### PROVIDED DATA
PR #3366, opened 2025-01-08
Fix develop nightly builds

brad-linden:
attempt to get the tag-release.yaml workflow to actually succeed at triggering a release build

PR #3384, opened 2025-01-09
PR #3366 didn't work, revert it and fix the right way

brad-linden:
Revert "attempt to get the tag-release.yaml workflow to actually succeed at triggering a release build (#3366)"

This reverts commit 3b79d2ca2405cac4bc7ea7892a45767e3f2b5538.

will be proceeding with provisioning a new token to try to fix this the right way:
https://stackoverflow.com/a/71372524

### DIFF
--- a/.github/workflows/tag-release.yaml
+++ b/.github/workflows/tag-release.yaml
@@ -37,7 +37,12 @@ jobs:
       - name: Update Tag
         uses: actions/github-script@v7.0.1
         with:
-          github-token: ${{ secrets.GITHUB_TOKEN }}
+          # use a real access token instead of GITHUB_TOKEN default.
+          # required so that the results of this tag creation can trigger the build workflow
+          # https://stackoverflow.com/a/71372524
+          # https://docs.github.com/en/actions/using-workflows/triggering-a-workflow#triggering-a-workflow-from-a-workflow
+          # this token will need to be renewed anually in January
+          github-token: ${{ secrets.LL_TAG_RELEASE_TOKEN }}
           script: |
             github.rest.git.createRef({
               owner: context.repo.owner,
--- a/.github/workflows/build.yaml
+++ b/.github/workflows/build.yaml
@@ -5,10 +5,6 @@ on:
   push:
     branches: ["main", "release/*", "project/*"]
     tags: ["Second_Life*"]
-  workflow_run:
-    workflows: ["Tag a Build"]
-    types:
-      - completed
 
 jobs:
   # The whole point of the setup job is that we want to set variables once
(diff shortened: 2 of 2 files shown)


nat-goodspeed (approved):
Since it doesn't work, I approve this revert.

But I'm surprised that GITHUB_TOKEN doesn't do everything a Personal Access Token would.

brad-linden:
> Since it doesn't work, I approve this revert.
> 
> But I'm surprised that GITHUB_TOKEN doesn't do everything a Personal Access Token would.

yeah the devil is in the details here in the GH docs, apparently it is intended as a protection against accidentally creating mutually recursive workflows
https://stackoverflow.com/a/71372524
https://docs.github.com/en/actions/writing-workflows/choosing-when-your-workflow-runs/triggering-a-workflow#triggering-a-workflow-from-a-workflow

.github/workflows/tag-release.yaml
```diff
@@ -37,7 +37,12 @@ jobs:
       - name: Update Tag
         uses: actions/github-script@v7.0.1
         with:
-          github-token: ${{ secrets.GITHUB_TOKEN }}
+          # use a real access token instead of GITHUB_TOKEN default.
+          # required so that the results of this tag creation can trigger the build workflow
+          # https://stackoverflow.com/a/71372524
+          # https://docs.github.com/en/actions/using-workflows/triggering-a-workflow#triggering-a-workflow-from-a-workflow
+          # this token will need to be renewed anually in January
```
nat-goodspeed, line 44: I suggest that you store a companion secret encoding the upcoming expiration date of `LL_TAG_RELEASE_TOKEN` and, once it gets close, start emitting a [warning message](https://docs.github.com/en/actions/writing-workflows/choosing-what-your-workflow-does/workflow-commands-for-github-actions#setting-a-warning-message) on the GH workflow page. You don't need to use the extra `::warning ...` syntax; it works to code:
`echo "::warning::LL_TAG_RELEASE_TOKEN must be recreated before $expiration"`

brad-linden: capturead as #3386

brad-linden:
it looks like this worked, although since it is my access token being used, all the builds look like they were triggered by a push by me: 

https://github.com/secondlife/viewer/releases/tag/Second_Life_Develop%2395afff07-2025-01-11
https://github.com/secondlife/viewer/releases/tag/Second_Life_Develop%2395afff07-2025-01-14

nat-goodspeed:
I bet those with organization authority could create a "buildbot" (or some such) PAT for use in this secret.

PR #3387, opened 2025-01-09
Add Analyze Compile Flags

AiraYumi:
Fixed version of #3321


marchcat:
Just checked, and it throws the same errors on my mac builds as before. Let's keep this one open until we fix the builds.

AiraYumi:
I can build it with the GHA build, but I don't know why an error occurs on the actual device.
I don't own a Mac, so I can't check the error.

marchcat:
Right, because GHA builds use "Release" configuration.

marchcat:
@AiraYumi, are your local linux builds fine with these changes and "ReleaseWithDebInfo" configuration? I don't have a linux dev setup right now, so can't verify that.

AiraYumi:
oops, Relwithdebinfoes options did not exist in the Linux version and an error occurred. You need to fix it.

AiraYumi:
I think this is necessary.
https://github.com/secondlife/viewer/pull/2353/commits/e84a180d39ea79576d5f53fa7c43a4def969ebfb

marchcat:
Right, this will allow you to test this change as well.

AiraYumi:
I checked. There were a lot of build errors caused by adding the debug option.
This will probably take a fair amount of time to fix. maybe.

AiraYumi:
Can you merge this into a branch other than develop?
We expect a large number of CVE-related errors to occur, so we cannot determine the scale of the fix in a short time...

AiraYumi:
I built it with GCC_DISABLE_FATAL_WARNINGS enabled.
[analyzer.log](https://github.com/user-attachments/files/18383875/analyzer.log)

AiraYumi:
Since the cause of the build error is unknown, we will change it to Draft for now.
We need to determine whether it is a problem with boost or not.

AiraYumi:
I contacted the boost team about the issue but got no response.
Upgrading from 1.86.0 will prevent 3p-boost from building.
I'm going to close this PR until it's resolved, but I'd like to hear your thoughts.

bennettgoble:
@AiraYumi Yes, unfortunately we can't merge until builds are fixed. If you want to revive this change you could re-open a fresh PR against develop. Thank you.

### EXERCISE DETAILS
In the entries above, find each line with the word "against" and copy it.

### ANSWER TO THIS PROBLEM
yeah the devil is in the details here in the GH docs, apparently it is intended as a protection against accidentally creating mutually recursive workflows
@AiraYumi Yes, unfortunately we can't merge until builds are fixed. If you want to revive this change you could re-open a fresh PR against develop. Thank you.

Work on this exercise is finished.